Corsair has been putting out quality gaming headsets for years, so we were excited to see what the new HS50 stereo gaming headset had up its sleeve.

The HS50 is geared more toward the entry level, though you wouldn’t know by seeing it. This headset excels in this price range, and between the build quality and the stellar sound, you’re looking at a very compelling price to performance ratio here.

You can pick up the Corsair HS50 gaming headset in black here for $49.99. You can check out the green and blue models (shown in photos in this review) on the Corsair website

Design

As you’ve probably noticed, this is not Corsair’s typical yellow and black. Instead, Corsair went with a much more subtle blue and black. It’s also available with green stitching, or all black Carbon. The color choices correspond to your console of choice, but any color will work with any console.

The moment you take it out of the box, the build quality immediately stands out. From the metal frame to the luxuriously soft stitched padding on the headband, it just feels all around nice.

The cable is a thick and durable rubber, and though I almost always prefer braided, this is a close second. Where the cable attaches to the headphones feels a little loose, though if you don’t constantly wiggle it it’s probably going to be fine.

The earcups themselves look nice too; they have small honeycombed holes over the black plastic, with a small, chrome-like Corsair logo peeking through. The earcups are surrounded by a very subtle blue, black, or green plastic lining that adds a bit of flair.

The only place where there’s any color is on the cross-stiching on the foam padding, and that aforementioned plastic rim. It’s very aesthetically pleasing, a far cry from the loud RGB headsets that are so prevalent in the current headset market.

There is zero RGB here, but if that’s what you’re looking for Corsair certainly has you covered.

There’s really nothing about the HS50 that screams gamer, and I like that. This is the kind of headset you can wear in public without drawing attention to yourself, and as I get older, I’ve come to appreciate that.     

Comfort

So they look good, but how do they feel?

These are circumaural headphones, so they cover your ears tightly. That would be my only complaint about comfort really, they might be slightly too tight. I think part of that is the rigidity of the metal bar, which is the price paid for durability. They were never uncomfortably tight to the point I needed to take them off, but there was noteable pressure. Your head shape will probably impact your experience.

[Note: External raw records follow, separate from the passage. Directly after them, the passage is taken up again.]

Issue #722, opened 2026-06-02
[Bug]  Postal Code validation issue


pradeepkumarcm-egov:
# Description
 
In the host variable file, the postalCodeLength is configured as 4, and the backend validation is also using this flag and  validating a 4-digit postal code.

However, in the UI, the system is validating the postal code as a 5-digit number and does not allow the application to be submitted when a valid 4-digit postal code is entered. The UI validation should be aligned with the configured postalCodeLength value and backend validation rules.

# Environment

<img width="1470" height="956" alt="Image" src="https://github.com/user-attachments/assets/d1cfa563-5141-47fb-8d85-2f90edd94b89" />

<img width="1470" height="956" alt="Image" src="https://github.com/user-attachments/assets/c6849a21-ea34-41fb-9118-f4eba33a08ae" />

KDwevedi:
I'll replicate in Bomet and fix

Speaking of head shape, how about adjustability? The HS50 doesn’t utilize the rubber band attached to the headband route that maximizes compensation, but the adjustable metal head strap does allow for a variety of head shapes and sizes.  

The foam padding is quite generous around the ear cups, and the stitched foam covering the metal bar rests nicely on your head.

It’s a remarkably comfortable headset, and the luxurious design feels as good as it looks for the most part.

Performance

The HS50 sounds quite good, and considering the price, it performs better than I expected. The 50mm neodymium drivers deliver crisp highs and fairly clear lows. I listened to everything from 14th Century Italian music to some dubstep, and the HS50 navigated it all with an audio fidelity that impressed me.

This is still a gaming headset however, not a $200 pair of audiophile cans. If music is your primary focus, it might make sense to spend a little more for more accurate sound reproduction. There’s no emulated 7.1 surround, this is a straight stereo headset, but given what it’s working with, the audio is solid.

When it comes to gaming, I had zero complaints. The high-pitched shots from my pulse rifle in Destiny 2 sounded great; and the low rumble of exploding Nazis in Wolfenstein II was as satisfying as it should be.

The headset gets loud too, but the tightness of the seal kept sound bleed at a minimum, which I’m sure significant others will appreciate.

The unidirectional detachable mic was a little questionable at first. I appreciate the fact that it’s removable, but it looked a little flimsy. After I plugged it in though, my tune changed. It may be light, but it sounds great, and is easily adjustable. It’s also Discord certified, so if you use that service frequently, that’s something to consider.

Features

This is a $50 headset, so it’s a little light on features, but it’s got the essentials.

First up, the HS50 has the controls on the headset itself, which I always appreciate. I don’t like fumbling with in-line controls, I much prefer being able to just reach up and increase the volume with a knob or mute the mic.

I tested this headset with a gaming PC, a Switch, and a PS4 pro, and had no trouble connecting to any of them due to the included 1/8th inch Y-adapter.

Price/Performance

The Corsair HS50 may not have RGB lighting or a million customization options, but as far as price/performance, it’s an exceptional value.

The build quality in particular is well beyond what you might expect for this price point, and the drivers powering the speakers deliver. Couple that with the solid detachable mic and modern styling, and you’ve got a great gaming headset that can be used on the street or while you’re racking up headshots.